Geeks are, by and large, perfectly happy with vi and emacs because they *work.* They not only work, but if you *combine* them with other other tools they can do far *more* than, say, MS Word. So why would a geek spend his time programing a less *funtional* "product"?
He doesn't have to convince to buy new stuff all the time just to suck money from your pocket into his.
He also understands that *stability*, both temporally and in the computer sense is an important "feature" because it increases *funtionality.*
What has OSS come up with in terms of "innovation"?
Well, Perl, Python, Ruby. In fact, OOP itself is the result of "open source" thinking. So is the relational database. These don't have much in the way of "features" though, in the way you've been led (and yes, you've been *led*) to think of them.These are geek tools. No wonder the magazine "pundits" don't know what OSS has done. Everything it's done is under their radar even though they benifit from these geeks tools every day.
Oh, by the way, I'm an "old fart", so I'm more fully aware of one fact of the state of the art of computer software and hardware than most. Before 1980 Open Source was a fairly normal way to go about things, and in many respects the entire computer industry is built on a open source base. It was the *closing* of source in the '80's that strangled development and put it on the same plane as selling chrome on a refridgerator as a "feature".
So what has OSS done? It *created* computer science. I was there. I saw it. I know *why* RMS behaves in some of the goofey ways he does because I fully understand the *stimulus* that resulted in it.
So you want better and more "innovative" software? Ok, the first thing you have to do is drop the entire concept of *feature*. A feature is chrome, bells and whistles added as a *sales tool*. It isn't innovation and it isn't technology. They are generally trivial and completely *devoid* of technology but exist simply to get "the masses" to oooooh and ahhhh over them.

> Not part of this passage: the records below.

PR #3578, opened 2023-10-31
[Python] Format generated files using ruff

dbrattli:
Use [Ruff formatter](https://astral.sh/blog/the-ruff-formatter) on the generated Python output files. This makes the generated files easier to read and also makes it easier to spot any issues with the generated code. Ruff format is Black compatible but super fast so it doesn't really add much to the total compile time.

### DIFF
--- a/.github/workflows/build.yml
+++ b/.github/workflows/build.yml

The odds of your being able to do this are slim though. You've been well trained, since birth, to think of software as "technology", and a *product*, not a tool.

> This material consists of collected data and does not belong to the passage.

PR #3600, opened 2023-11-19
Improvements to the Datetime support on Python

MangelMaxime:
The module still don't support all the formatting of the date, but the change made are enough for `Thoth.Json` to encode the `datetime` correctly.


dbrattli:
@MangelMaxime Looks great, but I took the liberty of rewriting the if-else logic into a match statement that we can now use from Python 3.10+. Not as powerful as F# match expressions, but quite nice nonetheless

dbrattli (approved):

MangelMaxime:
Oh great thank you @dbrattli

Pundits are, for the most part, *paid* members of the "software industry." Their own salaries depend on, either indirectly or *directly* on pushing new features to drive sales.

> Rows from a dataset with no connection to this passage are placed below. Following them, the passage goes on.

Issue #3596, opened 2023-11-17
Setup auto formatting of source code


MangelMaxime:
It would be nice to have auto formatting of the code so we can unify the styling in the project.

For F# we can use Fantomas

Here is a setting configuration that I often use

```yml
[*.{fs,fsx}]
max_line_length = 80
fsharp_alternative_long_member_definitions = true
fsharp_multi_line_lambda_closing_newline = true
fsharp_bar_before_discriminated_union_declaration = true
fsharp_multiline_bracket_style = aligned
fsharp_keep_max_number_of_blank_lines = 2
fsharp_record_multiline_formatter = number_of_items
fsharp_array_or_list_multiline_formatter = number_of_items
fsharp_align_function_signature_to_indentation = true
fsharp_multi_line_lambda_closing_newline = true
fsharp_max_infix_operator_expression = 30
fsharp_max_if_then_else_short_width = 0
```

For Python, we can use `ruff`

ncave:
@MangelMaxime Please exclude the `src/fcs-fable` folder, as it needs to retain the original formatting from upstream.

MangelMaxime:
@ncave I will make sure to ignore that folder 👍

MangelMaxime:
@nojaf It looks like the old setting is a subset of the one I proposed.

So for me, I am in favour of replacing them we what I proposed but obviously I am biased ^^.

To explains the motivations of my setting is that I try to have a code formatting which is consistent independently from the numbers of elements. If the array/record/member has 1, 2 or 10 arguments I prefer to have it formatted in the same way.

---

The implementation I had in mind is to have the CI check if the code is formatted correctly. I don't know if all the tools allows that but I know that fantomas does.

And also, try to leverage git hooks to auto format the code on commits. Like that this is something we can "forget" about as it is done automatically.

nojaf:
> @nojaf It looks like the old setting is a subset of the one I proposed.

Well, it has `fsharp_multiline_bracket_style = stroustrup` and you are proposing `aligned`.
Which one do you want to go with?

MangelMaxime:
Oh my bad, I missed that difference.

Now I questioning my whole life as I always though I was using `stroustrup`, let's go with `aglined` as you did in the PR

cr3wdayt5p:
@MangelMaxime Seems like this can be closed :) Fantomas has been enabled.

PR #3609, opened 2023-11-23
Format fsharp code

nojaf:
See https://github.com/fable-compiler/Fable/issues/3596

When it comes to git hooks, you could add [this one](https://fsprojects.github.io/fantomas/docs/end-users/GitHooks.html). However, a git hook is typically something personal which you don't put in source control (as it lives in the `.git` folder).

I've added the [commands](https://github.com/dotnet/fsharp/blob/main/.github/workflows/commands.yml) the F# team is using to format their code by commenting `/run fantomas` on the PR.


MangelMaxime:
For the git hooks, we could use [Husky.Net](https://alirezanet.github.io/Husky.Net/).

This is a tool which allows you to commit the hooks information and then you can use `dotnet husky attach` to automate the installation.

We can run `dotnet husky attach` at the top of the build process:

It isn't even in their interest to notice true innovation and most of them wouldn't recognize it if it bit them on their proverbial asses.
Is it any wonder they might bitch about the lack of "innovation" in OSS because it hasn't come up with any spiffy new "feature" the masters who pay them can take and sell?
Software as a *tool* follows the same slow, evolutionary and *function* based development pattern that say, the hammer does.
Software as "features" follows the same development pattern that leads clothing fashions to change overnight or tailfins on cars to get bigger every year.
OSS has no incentive to make the tailfins bigger.
Thank God.
KFG
What you are describing is 1989 technology that ran on 8Mhz CPUs with 512K of RAM.
There's no good reason that a word processor with features enough for most of us can't fit into a palm pilot and not be a burden when being run by a full scale modern desktop computer.
A Pirate and a Puritan look the same on a balance sheet.
That's a good question. Probably because people don't think of it that way. There are frameworks for this in place ... first OLE, now COM, probably soon .NET(?) on Windows, Bonobo for GNOME (which is built on top of CORBA, a more generalized standard for making "requests" from "objects") ... I'm sure other platforms have other standards, I bet at least some are CORBA-based.
Why don't people do this? I dunno. I can't say that it seems like it would be bad or very difficult, as a developer. Provided you had a decent implementation of your object frameworks (CORBA, or COM, or whatever). However, I don't have any direct experience developing for these frameworks, so I can't say much.. Somebody here know COM or GNOME?